Mixed media artist specializing in spray paint art. Murfreeboro, Tn.
Ryan Frizzell, a.k.a. The Rhinovirus, has been infectiously spreading his many forms of creativity throughout the Murfreesboro art and music scene for years. Working in graffiti, 3D photography and music, it’s a destiny that has been infused into him since birth: “As far back as I can remember, I have had a love for art and music. I’ve always made a place for art.”
Growing up, he was inspired by a little bit of everything, including cartoons, stories, songs, bands and comic books. He was also exposed to a variety of artists who made him who he is today, beginning with his family of creatives: his great-grandmother was a painter, art teacher and the pianist of her church. His father had a memorabilia and collectibles shop, which meant Ryan ended up with tons of comics and sports cards.

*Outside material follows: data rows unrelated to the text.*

PR #6811, opened 2021-08-06
[QC-627] Mergers: add postDeserialization() callback and prioritize MergeInterface

knopers8:
This lets the children of MergeInterface to perform any cleanups after ROOT deserializes the object. The main use-case is setting the valid ownership, which cannot be propely set while serializing it for any reason.
We also prioritize storing an object as `MergeInterface*` over `TObject*` when a class inherits both (`MergeInterface::merge()` was already prioritized, this does not change).


Barthelemy (approved):

Barthelemy:
the macOS failure is not related, merging.

PR #6813, opened 2021-08-06
[QC-443] Data Sampling: ptree interfaces for everything

knopers8:
After we move to those in QC, it will be followed up with deleting methods which expect ConfigurationInterface.


Barthelemy (approved):

Barthelemy:
macos failure is unrelated, merging

PR #6814, opened 2021-08-06
getNPixels() method added to ITSMFT ClusterPattern

shahor02:
@akalweit


shahor02:
macOS failure is unrelated, merging.

PR #6815, opened 2021-08-06
WIP: DPL raw proxy optimization, avoid DataHeader parsing in special case

matthiasrichter:
We observe very poor performance of the raw proxy if the data consists
of a lot of message pairs, the overhead of parsing all data headers is
not negligible. Though the data model was not made for this use case,
an optimization can be applied to the proxy which is meaningful anyhow.
If there is only one output channel, the inspection of the data headers
to find the corresponding output channel can be skipped.

By specifying 'any' using (Note: 3x* for origin and 15x* for description)
```
--dataspec "ALL:***/**************"
```

More things need to be fixed:
- have to check if DPL creates the correct input and output routes
- in a test without a connected process, the internal-dpl-injected-dummy-sink
  has an error: "Could not match incoming data to any input route"
  the data relayer is probably not recognizing the 'any' data type
- we should allow to specify the 'any' wildcard by 'ALL:*/*' (ALL is arbitrary here)
- make sure that there is exactly one output channel if 'any' is specified
- there might be multiple output channels if time-pipelining is used, this
  needs to be correctly implemented.
- the handling of EOS needs to be optimized because every data set is parsed
  completely to find a potential SourceInfoHeader
- maybe we can detect whether or not to apply the optimization by only
  checking the number of output FairMQ channels, but if a downstream
  device does not exactly specify the input specs matching all data (which
  was injected into DPL without any check), the DataRelayer of the downstream
  device will report errors.

In summary it's probably better to optimize the parsing loop, at least the
EOS should be handled better to cut out one of the iterations, and we need
micro benchmarks. to know what to expect.

### DIFF
--- a/Framework/Core/src/ExternalFairMQDeviceProxy.cxx
+++ b/Framework/Core/src/ExternalFairMQDeviceProxy.cxx
@@ -222,6 +222,12 @@ InjectorFunction dplModelAdaptor(std::vector<OutputSpec> const& filterSpecs, boo
     std::string channelNameForSplitParts;
     static int64_t dplCounter = -1;
     dplCounter++;
+    if (filterSpecs.size() == 1 && DataSpecUtils::match(filterSpecs[0], OutputSpec{{header::gDataOriginAny, header::gDataDescriptionAny}})) {
+      // there should be only a single output channel
+      auto channelName = channelRetriever(filterSpecs[0], 0);
+      sendOnChannel(device, parts, channelName);
+      return;
+    }
     for (size_t msgidx = 0; msgidx < parts.Size() / 2; ++msgidx) {
       const auto dh = o2::header::get<DataHeader*>(parts.At(msgidx * 2)->GetData());
       if (!dh) {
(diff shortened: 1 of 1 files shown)


matthiasrichter:
@wiechula with this you should be able to check if it makes a difference. But probably this is not a possible solution because with the 'any' wildcard as the proxy output, DPL can only in very simple cases determine the necessary channels. I will find a better way, probably with a separate workflow option to force-skip the parsing.

Framework/Core/src/ExternalFairMQDeviceProxy.cxx
```diff
@@ -222,6 +222,12 @@ InjectorFunction dplModelAdaptor(std::vector<OutputSpec> const& filterSpecs, boo
     std::string channelNameForSplitParts;
     static int64_t dplCounter = -1;
     dplCounter++;
+    if (filterSpecs.size() == 1 && DataSpecUtils::match(filterSpecs[0], OutputSpec{{header::gDataOriginAny, header::gDataDescriptionAny}})) {
+      // there should be only a single output channel
+      auto channelName = channelRetriever(filterSpecs[0], 0);
```
ktf, line 227: I think another source of slowdown is the fact that we use the string based sending API. It would be much better to cache the FairMQChannel ptr and use that.

PR #6816, opened 2021-08-08
Part of modifications for the barrel alignment

shahor02:
Not functional yet...

* Multiple fixes to adapt from aliroot to O2
* ITS alignables definitions
* Steering workflow skeleton


shahor02:
macOS failure is unrelated, merging

PR #6821, opened 2021-08-09
Fix comments in trd rawdata.h

bazinski:
ordering is wrong in the last line of error flags in the comments portion of HalfCRUHeader.


shahor02:
trivial, comment change only, merging.

PR #6822, opened 2021-08-09
Set partition field of InfoLogger

shahor02:


shahor02:
macOS failure unrelated, merging.

PR #6829, opened 2021-08-10
TRD simulation cleanup

martenole:
My goal was actually to suppress the "Drift Velocity too small" warning in the TRD digitization, but I noticed that simply changing the severity to `DEBUG` might not be such a good idea, because then the underlying problem would be hidden. In case the local drift velocity for a pad is too low (about 1cm/us corresponding to a drift HV of less than 1.5kV) we don't have results from a Garfield simulation and simply set the drift velocity to the lowest value for which we have simulation results.
But since we usually always have some chambers with reduced drift HV we cannot trust the simulation for those chambers.
I wonder if it would be good to 
* keep track of the chambers for which vDrift is too low and output them to the log once at the end of one simulation
* add a very rough estimate for the drift time (which might still be better than just assuming 1cm/us)
In any case it would probably be good to find a way to suppress all those warning messages.

When looking at the simulation I noticed that the functions in DiffusionAndTimeStructEstimator were duplicates from the functions in CommonParam, so I removed them from CommonParam.  And the Garfield results I moved into a single header and did some more minor cleanup.


martenole:
With [e2227f1](https://github.com/AliceO2Group/AliceO2/pull/6829/commits/e2227f13f7fbec89846e5f62f83f8c66fadecd8f) I see for 10 PbPb events one log message:
`[51496:TRDDigitizer]: [22:55:32][INFO] List of TRD chambers for which at least once an unusual drift velocity was found: 5, 8, 26, 29, 30, 51, 113, 180, 181, 184, 215, 227, 228, 232, 233, 247, 265, 287, 476, 494, 498, 529`
Instead of 376 warnings similar to:
`[45082:TRDDigitizer]: [22:43:14][WARN] TRD: Drift Velocity too small 0.111536 < 1.032`.
The processing time stays around the same as without these changes.

Detectors/TRD/workflow/src/TRDDigitizerSpec.cxx
```diff
@@ -146,8 +146,9 @@ class TRDDPLDigitizerTask : public o2::base::BaseDPLDigitizer
     if (mctruth) {
       labelsAccum.mergeAtBack(labels);
     }
+    LOGF(INFO, "List of TRD chambers for which at least once an unusual drift velocity was found: %s", mDigitizer.dumpFlaggedChambers());
```
jolopezl: I think that `"List of TRD chambers with at least one drift velocity out-of-range: %s"` is more consistent with what the real error is.

Detectors/TRD/simulation/src/Digitizer.cxx
```diff
@@ -316,7 +311,11 @@ bool Digitizer::convertHits(const int det, const std::vector<Hit>& hits, SignalC
           zz = 0.5 - zz;
         }
         // Use drift time map (GARFIELD)
-        driftTime = mDriftEstimators[thread].TimeStruct(driftVelocity, 0.5 * AmWidth - 1.0 * locTd, zz) + hit.GetTime();
+        bool errFlag = false;
+        driftTime = mDriftEstimators[thread].timeStruct(driftVelocity, 0.5 * AmWidth - 1.0 * locTd, zz, &errFlag) + hit.GetTime();
+        if (errFlag) {
+          mFlagVdriftOutOfRange[det] = true;
+        }
```
jolopezl: What about dropping the `errFlag` variable and the if-check just by using `&mFlagVdriftOutOfRange[det]` instead of `errFlag`?

Detectors/TRD/simulation/src/Digitizer.cxx
```diff
@@ -74,6 +67,8 @@ void Digitizer::init()
     mDriftEstimators.emplace_back();
   }
 
+  std::fill(mFlagVdriftOutOfRange.begin(), mFlagVdriftOutOfRange.end(), false);
+
```
jolopezl: I think this isn't needed since `mFlagVdriftOutOfRange` is automatically initialized to its default value since it's a `std::array` of `bools`, see similar comment in the header.

Detectors/TRD/simulation/src/Digitizer.cxx
```diff
@@ -40,16 +40,9 @@ void Digitizer::init()
...
   mSimParam = SimParam::instance();          // Instance for simulation parameters
   mCommonParam = CommonParam::instance();    // Instance for common parameters
-  if (!mSimParam) {
-  }
-  if (!mCommonParam) {
-  } else {
-    if (!mCommonParam->cacheMagField()) {
-    }
-  }
+  mCommonParam->cacheMagField();
```
jolopezl, line 45: Thanks, I think what was there was really weird.

Detectors/TRD/simulation/include/TRDSimulation/Digitizer.h
```diff
@@ -108,6 +108,7 @@ class Digitizer
   std::vector<MCLabel> mMergedLabels;                                            // temporary label container
   std::array<SignalContainer, constants::MAXCHAMBER> mSignalsMapCollection;      // container for caching signals over a timeframe
   std::deque<std::array<SignalContainer, constants::MAXCHAMBER>> mPileupSignals; // container for piled up signals
+  std::array<bool, constants::MAXCHAMBER> mFlagVdriftOutOfRange;                 // flag chambers in which the drift velocity is out of range for which a parameterization exists
```
jolopezl: `std::array<bool, constants::MAXCHAMBER> mFlagVdriftOutOfRange{false};` to ensure the right initialization.

Detectors/TRD/base/test/testTRDDiffusionCoefficient.cxx
```diff
@@ -36,55 +36,16 @@ BOOST_AUTO_TEST_CASE(TRDDiffusionCoefficient_test1)
...
-/// \brief Test time structure
-BOOST_AUTO_TEST_CASE(TRDTimeStructure_test)
-{
-  auto commonParam = CommonParam::instance();
-  DiffusionAndTimeStructEstimator estimator;
-  BOOST_CHECK_CLOSE(estimator.TimeStruct(1.48, 1., 0.1), commonParam->timeStruct(1.48, 1., 0.1), 0.001);
-  BOOST_CHECK_CLOSE(estimator.TimeStruct(1.1, 1., 0.1), commonParam->timeStruct(1.1, 1., 0.1), 0.001);
-  BOOST_CHECK_CLOSE(estimator.TimeStruct(2, 1., 0.1), commonParam->timeStruct(2, 1., 0.1), 0.001);
-  BOOST_CHECK_CLOSE(estimator.TimeStruct(4, 1., 0.1), commonParam->timeStruct(4, 1., 0.1), 0.001);
-}
```
jolopezl, line 57: Back then, I liked having the two implementations set. However, since the second implementation evolved differently, changes can cause side effects, and these lines are like having a regression test of its functionality. I think it's ok to drop this test and the implementation from commonParam if one remembers that all of this comes from the same code in AliRoot.

Detectors/TRD/base/include/TRDBase/PadResponse.h
```diff
@@ -29,8 +29,8 @@ class PadResponse
  private:
   void samplePRF();                               // Initialized the PRF
   static constexpr int mPRFbin{500};              // Number of bins for the PRF
-  static constexpr float mPRFlo{-1.5};            // Lower boundary of the PRF
-  static constexpr float mPRFhi{1.5};             // Higher boundary of the PRF
+  const float mPRFlo{-1.5};                       // Lower boundary of the PRF
+  const float mPRFhi{1.5};                        // Higher boundary of the PRF
```
jolopezl, line 33: out of curiosity, what's the reason for this change?

DataFormats/Detectors/TRD/include/DataFormatsTRD/Constants.h
```diff
@@ -55,6 +55,10 @@ constexpr float PADGRANULARITYTRKLSLOPE = 1000.f;
 constexpr float GRANULARITYTRKLPOS = 1.f / PADGRANULARITYTRKLPOS;     // granularity of position in tracklet64 word in pad-widths
 constexpr float GRANULARITYTRKLSLOPE = 1.f / PADGRANULARITYTRKLSLOPE; // granularity of slope in tracklet64 word in pads/timebin
 
+// Simulation specific parameters
+constexpr int TIMEBINSGARFIELD = 38; // Number of bins in time direction used for garfield simulation
+constexpr int ZBINSGARFIELD = 11;    // Number of bins in z direction used for garfield simulation
+
```
jolopezl: I am happy with having all the constants in one place, particularly those used in several other units. Still, a few like these two are used only in a couple of places, for instance, in the definition of `Garfield` and in the drift estimators. So, any change in the constants will lead to recompiling and more classes that don't need to be recompiled. Therefore, I think `Garfield` can keep these constants for itself. Also, it's unlikely that these will change.

Detectors/TRD/base/include/TRDBase/Garfield.h
```diff
@@ -0,0 +1,348 @@
...
+// License v3 (GPL Version 3), copied verbatim in the file "COPYING".
+//
+// In applying this license CERN does not waive the privileges and immunities
+// granted to it by virtue of its status as an Intergovernmental Organization
+// or submit itself to any jurisdiction.
+
+#ifndef O2_TRD_GARFIELD_H
+#define O2_TRD_GARFIELD_H
+
+#include "DataFormatsTRD/Constants.h"
```
jolopezl: See my comment above in `o2::trd::Constants`.

jolopezl (commented):
Thanks, @martenole, this is very good. This is something that was definitively in the backlog frozen for a long time. I have a few comments you might want to consider. I bet there is a speedup in the simulation time; also, just making it much less verbose and dropping a message at the end is more pleasant and useful.

Detectors/TRD/workflow/src/TRDDigitizerSpec.cxx
martenole: Thanks, changed

Detectors/TRD/simulation/src/Digitizer.cxx
martenole: Good point

Detectors/TRD/simulation/src/Digitizer.cxx
martenole: Yes, changed

Detectors/TRD/base/include/TRDBase/PadResponse.h
martenole: I think there is no need for those variables to be static, so it is better to avoid it: https://rawgit.com/AliceO2Group/CodingGuidelines/master/coding_guidelines.html?showone=Global_Variables#Global_Variables

Detectors/TRD/base/test/testTRDDiffusionCoefficient.cxx
martenole: There is a comment in DiffusionAndTimeStructEstimator.h which should make that clear. I think there would be a few other things one can consider to clean up, but I did not want to go too deep now. For example we could consider merging CommonParam into SimParam, since it is used only for simulations. And in general one could probably use more the ConfigurableParam functionality than lots of singletons. But that is not so urgent at the moment I guess.

DataFormats/Detectors/TRD/include/DataFormatsTRD/Constants.h
martenole: I agree, that is changed now

Detectors/TRD/base/include/TRDBase/PadResponse.h
jolopezl: Thanks for the comments.

jolopezl (approved):
Looks great. Thanks for adding changes to the original pull request.

martenole:
@tdietel what do you think? Do you approve these changes?
If this is merged it should be squashed first

tdietel (approved):
Looks good to me. Just one comment: do we have the code to run the Garfield simulation somewhere? It seems this commit only contains the tabulated results?

PR #8469, opened 2022-03-29
TRD fix bounds error in mc to raw

bazinski:
- Memory over run found by @shahor02 fixed. while loop was not checking for exceeding the bounds of the tracklets and digits
- bounds checking also added to isTrackletOnLink and isDigitOnLink.

- mFEEID in Trap2Raw class changed from uint64_t to uint16_t, causing error on m1 for @ktf

### DIFF
--- a/Detectors/TRD/simulation/src/Trap2CRU.cxx
+++ b/Detectors/TRD/simulation/src/Trap2CRU.cxx
@@ -52,9 +52,9 @@ namespace trd
 {
 
 struct TRDCRUMapping {
-  uint32_t flpid;       // hostname of flp
-  uint32_t cruHWID = 0; // cru ID taken from ecs
-  uint32_t HCID = 0;    // hcid of first link
+  int32_t flpid;       // hostname of flp
+  int32_t cruHWID = 0; // cru ID taken from ecs
+  int32_t HCID = 0;    // hcid of first link
 };
 
 //this should probably come from ccdb or some authoritive source.
@@ -382,6 +382,9 @@ uint32_t Trap2CRU::buildHalfCRUHeader(HalfCRUHeader& header, const uint32_t bc, 
 bool Trap2CRU::isTrackletOnLink(const int linkid, const int currenttrackletpos)
 {
   //hcid is simply the halfcru*15+linkid
+  if (currenttrackletpos == mTracklets.size()) {
+    return false;
+  }
   int link = HelperMethods::getLinkIDfromHCID(mTracklets[currenttrackletpos].getHCID());
   if (linkid == link) {
     // this tracklet is on this link.
@@ -393,6 +396,9 @@ bool Trap2CRU::isTrackletOnLink(const int linkid, const int currenttrackletpos)
 bool Trap2CRU::isDigitOnLink(const int linkid, const int currentdigitpos)
 {
   Digit* digit = &mDigits[mDigitsIndex[currentdigitpos]];
+  if (currentdigitpos == mDigits.size()) {
+    return false;
+  }
   int link = HelperMethods::getLinkIDfromHCID(digit->getDetector() * 2 + (digit->getROB() % 2));
   if (link == linkid) {
     return true;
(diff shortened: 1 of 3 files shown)


martenole (dismissed):

Detectors/TRD/simulation/src/Trap2CRU.cxx
```diff
@@ -659,7 +659,7 @@ void Trap2CRU::convertTrapData(o2::trd::TriggerRecord const& triggerrecord, cons
   //set startdigit and starttracklet relative to the trigger.
   //
   int starttrackletindex = triggerrecord.getFirstTracklet();
-  int endtrackletindex = triggerrecord.getFirstTracklet() + triggerrecord.getNumberOfTracklets();
+  int endtrackletindex = triggerrecord.getFirstTracklet() + triggerrecord.getNumberOfTracklets() - 1;
```
shahor02: Don't you skip the last tracklet in this way, taking into account the `<` in the https://github.com/AliceO2Group/AliceO2/blob/f7b4ceb7e4ff96158d9ee41420d4b4b17125a2b4/Detectors/TRD/simulation/src/Trap2CRU.cxx#L726 ?

bazinski: yes, it just seemed more elegant to put the minus 1 at the top. Would you prefer it there?

shahor02: I meant with this definition of `endtrackletindex` you are checking all but the last tracklet, why the last one should not be checked?

bazinski: The problem is actually at line 494 and its associated loop. The -1 solved my initial tests. So was hoping it was the actual problem.

bazinski: @shahor02 ok that fixes it properly, it fixes the valgrind memcheck, there is no "invalid read" but I cant test mac of course.

ktf: it still breaks on mac.

bazinski: @TimoWilken the CI runs the full system test on mac as well or only centos8 ?

bazinski:
@ktf uint64_t removed which should fix the error you were seeing about 
[INFO] EP:0 CRU:0x0000 Link:15  FEEID:0x0008 SrcID:TRD[4] Packet:0   MemSize:0     OffsNext:0      prio.:0 HS:64 HV:6
[INFO] EP:1 CRU:0x0000 Link:15  FEEID:0x00e1 SrcID:TRD[4] Packet:0   MemSize:0     OffsNext:0      prio.:0 HS:64 HV:6 
vs for me : 
[INFO] EP:0 CRU:0x0000 Link:15  FEEID:0x0000 SrcID:TRD[4] Packet:0   MemSize:0     OffsNext:0      prio.:0 HS:64 HV:6
[INFO] EP:1 CRU:0x0000 Link:15  FEEID:0x0001 SrcID:TRD[4] Packet:0   MemSize:0     OffsNext:0      prio.:0 HS:64 HV:6 

FEEID is/was stored as a uint64_t.

The valgrind memory overrun that @shahor02 saw was fixed as well, although not related.

ktf:
These are all fine for me, but the actual culprit was #8481.

ktf:
@martenole @bazinski @shahor02 can this be merged as well?

bazinski:
oui, it solves the bounding error as well as some attempts at the ultimate #8481 solution of @ktf

Detectors/TRD/simulation/src/Trap2CRU.cxx
```diff
@@ -530,19 +537,22 @@ int Trap2CRU::buildTrackletRawData(const int trackletindex, const int linkid)
         destroytracklets = true;
         break;
     }
+    //this loop should really be redone but this will work for now.
     trackletcounter++;
+    if (trackletcounter + trackletindex >= mTracklets.size()) {
```
martenole, line 542: Is this a paranoia check or is this expected to happen? If it is a paranoia check maybe one could add a log message? Similar for the link checks for digits and tracklets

As for his beginnings as a visual artist, Ryan was always drawing on anything he could in school, but it was taken to a new level the day published cartoonist Tim Oliphant paid Ryan’s art class a visit. “He showed our class some basics, and helped us come up with some character ideas. I’m almost certain that is the day I decided I wanted to become an artist. Some of those characters I still sketch out to see if I still remember how.”
Shortly after that he was introduced to photographer Pinky Bass, who taught him and his classmates how to construct their own pinhole camera. Ryan recalls “Pinky’s Portable Pop-up Pinhole Camera and Darkroom” as one of the most unique creations he has ever seen, making him a fan of in-camera effects such as layering images by double-exposing photos, making shutter speed adjustments, adding filtrations and creating lens flares.
Ryan, DJ Orig, and other art friends got involved with the Bedford County Arts council through his high school art teachers. They helped to restore the old Fly Sewing Co. building in Shelbyville, where his great-grandmother and his mother had both worked together in the ’70s. After helping with the renovations, they were allowed to paint murals on the interior walls, providing him with a legal outlet for his newly refined graffiti skills. It is now called the Fly Center for the Arts (204 S. Main St. in Shelbyville), and contains the Bedford County art gallery, history museum, banquet hall and theater.